%%

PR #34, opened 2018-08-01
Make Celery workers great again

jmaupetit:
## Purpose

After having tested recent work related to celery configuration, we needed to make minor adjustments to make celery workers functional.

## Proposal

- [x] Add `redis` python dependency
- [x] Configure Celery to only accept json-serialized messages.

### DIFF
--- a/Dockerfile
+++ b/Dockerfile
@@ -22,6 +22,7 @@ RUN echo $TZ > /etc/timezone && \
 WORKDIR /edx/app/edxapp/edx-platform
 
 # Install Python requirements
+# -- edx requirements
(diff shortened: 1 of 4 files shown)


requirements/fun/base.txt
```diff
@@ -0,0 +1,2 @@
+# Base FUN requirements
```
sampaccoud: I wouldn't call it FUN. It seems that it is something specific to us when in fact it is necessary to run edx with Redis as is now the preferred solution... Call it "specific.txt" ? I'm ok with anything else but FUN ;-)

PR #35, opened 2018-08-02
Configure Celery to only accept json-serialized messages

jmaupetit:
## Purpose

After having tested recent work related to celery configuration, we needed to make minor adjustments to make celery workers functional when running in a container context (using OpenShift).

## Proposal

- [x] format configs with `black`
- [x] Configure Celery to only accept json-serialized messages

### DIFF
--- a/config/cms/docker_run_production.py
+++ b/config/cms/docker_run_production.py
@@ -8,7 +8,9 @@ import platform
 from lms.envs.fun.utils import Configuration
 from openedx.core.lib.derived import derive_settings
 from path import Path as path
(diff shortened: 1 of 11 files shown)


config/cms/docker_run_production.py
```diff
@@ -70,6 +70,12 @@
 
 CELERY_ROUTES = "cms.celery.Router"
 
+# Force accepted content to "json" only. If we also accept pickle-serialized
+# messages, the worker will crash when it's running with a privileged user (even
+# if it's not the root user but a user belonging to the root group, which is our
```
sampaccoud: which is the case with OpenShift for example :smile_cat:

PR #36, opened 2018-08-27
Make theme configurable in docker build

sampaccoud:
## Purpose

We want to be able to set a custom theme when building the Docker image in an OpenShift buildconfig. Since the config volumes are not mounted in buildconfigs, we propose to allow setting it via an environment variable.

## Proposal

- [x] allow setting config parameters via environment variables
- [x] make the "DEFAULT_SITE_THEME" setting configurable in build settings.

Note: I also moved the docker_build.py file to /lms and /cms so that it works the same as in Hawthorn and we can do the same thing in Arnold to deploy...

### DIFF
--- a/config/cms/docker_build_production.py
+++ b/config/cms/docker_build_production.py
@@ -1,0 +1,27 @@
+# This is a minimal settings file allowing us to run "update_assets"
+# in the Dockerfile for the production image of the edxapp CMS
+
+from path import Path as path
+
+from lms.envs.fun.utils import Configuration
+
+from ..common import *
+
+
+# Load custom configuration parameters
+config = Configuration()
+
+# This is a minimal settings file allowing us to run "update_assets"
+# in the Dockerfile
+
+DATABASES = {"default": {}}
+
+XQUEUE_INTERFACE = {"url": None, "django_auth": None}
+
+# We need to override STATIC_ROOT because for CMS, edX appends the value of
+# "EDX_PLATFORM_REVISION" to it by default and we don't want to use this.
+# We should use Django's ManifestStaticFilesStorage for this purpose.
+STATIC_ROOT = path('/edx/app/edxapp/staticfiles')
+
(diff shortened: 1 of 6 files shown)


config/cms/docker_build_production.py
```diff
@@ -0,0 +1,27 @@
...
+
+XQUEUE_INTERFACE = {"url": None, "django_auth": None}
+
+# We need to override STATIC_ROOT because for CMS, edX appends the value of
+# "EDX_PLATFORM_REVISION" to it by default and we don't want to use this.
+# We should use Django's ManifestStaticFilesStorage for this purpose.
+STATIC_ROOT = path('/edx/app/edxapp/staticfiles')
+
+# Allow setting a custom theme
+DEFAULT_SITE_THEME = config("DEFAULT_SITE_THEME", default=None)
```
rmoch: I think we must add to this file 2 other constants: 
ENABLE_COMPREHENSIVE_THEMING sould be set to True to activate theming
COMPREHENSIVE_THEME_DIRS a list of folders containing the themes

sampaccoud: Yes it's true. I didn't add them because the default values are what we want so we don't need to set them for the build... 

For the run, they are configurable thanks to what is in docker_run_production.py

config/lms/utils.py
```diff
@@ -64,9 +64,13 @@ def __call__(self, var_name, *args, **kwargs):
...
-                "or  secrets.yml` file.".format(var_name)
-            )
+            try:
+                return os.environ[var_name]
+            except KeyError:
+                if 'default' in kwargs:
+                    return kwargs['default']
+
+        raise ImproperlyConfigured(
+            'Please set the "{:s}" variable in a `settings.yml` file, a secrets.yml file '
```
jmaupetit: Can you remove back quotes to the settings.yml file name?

%%

▶ _Task goal_
Which lines of the material contain the string "minor"? List each of them.

▶ _Exercise response_
After having tested recent work related to celery configuration, we needed to make minor adjustments to make celery workers functional.
After having tested recent work related to celery configuration, we needed to make minor adjustments to make celery workers functional when running in a container context (using OpenShift).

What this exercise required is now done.